Calling Lewis her hero, Sewell said he helped set the tone for nonviolent change agents in the country.
“The time is always right to do what is right, to borrow the words of Dr. Martin Luther King Jr.,” she said. “Don’t sit back and complain. Vote. The engagement of a few is not enough. We need the engagement of all.”
After Sewell’s speech, a special ceremony honoring Lewis was held at the Troy Public Library.
The City of Troy officially declared it John Lewis Day and unveiled a historic marker and painting of Lewis.
“Leadership without heart is leadership without moral authority, and it’s obvious that Terri Sewell represents us all with great heart,” said Troy University Chancellor Jack Hawkins, Jr. “We are so proud of Congressman Lewis and the opportunity to have him here today. Mr. Congressman, you honor us by allowing us to honor you today.”
Troy Mayor Jason Reeves said he doubts any day will top Saturday for him as mayor.
With state and city representatives in attendance, Lewis said he was “deeply moved.”
“As we were driving up, I saw the signs saying, ‘John Lewis Day,’ and I started crying,” said Lewis, a Pike County native. “I’ve been crying all day. It’s unreal. I wish my great-grandparents were still around, my grandparents, my mother and father, and my teachers.”
Before leaving the podium, Lewis left those in attendance with words of hope and a promise.
“You must never, ever give up. You must never, ever lose hope,” he said. “As long as breath is in my body, I must try to do something to help others as I pass this way.”

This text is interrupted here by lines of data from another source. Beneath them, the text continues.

PR #1146, opened 2020-08-23
Detect number of CPUs to use

### LINKED ISSUE #1114: Better control over number of workers
* Parameter? Option?
* Better default detecton

gaborcsardi:
This is on top of #1141.

Docs will be in the vignette, I think.

Closes #1114.


R/parallel.R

Launched in 2002 by Troy University and the City of Troy, the Leadership Conference Celebrating African American History Month is intended to promote dialogue that fosters multicultural collaboration and equip diverse leaders with tools to better serve their organizations and communities. This year’s theme was “Change Agents: Civically Engaged, Academically Oriented and Financially Capable.”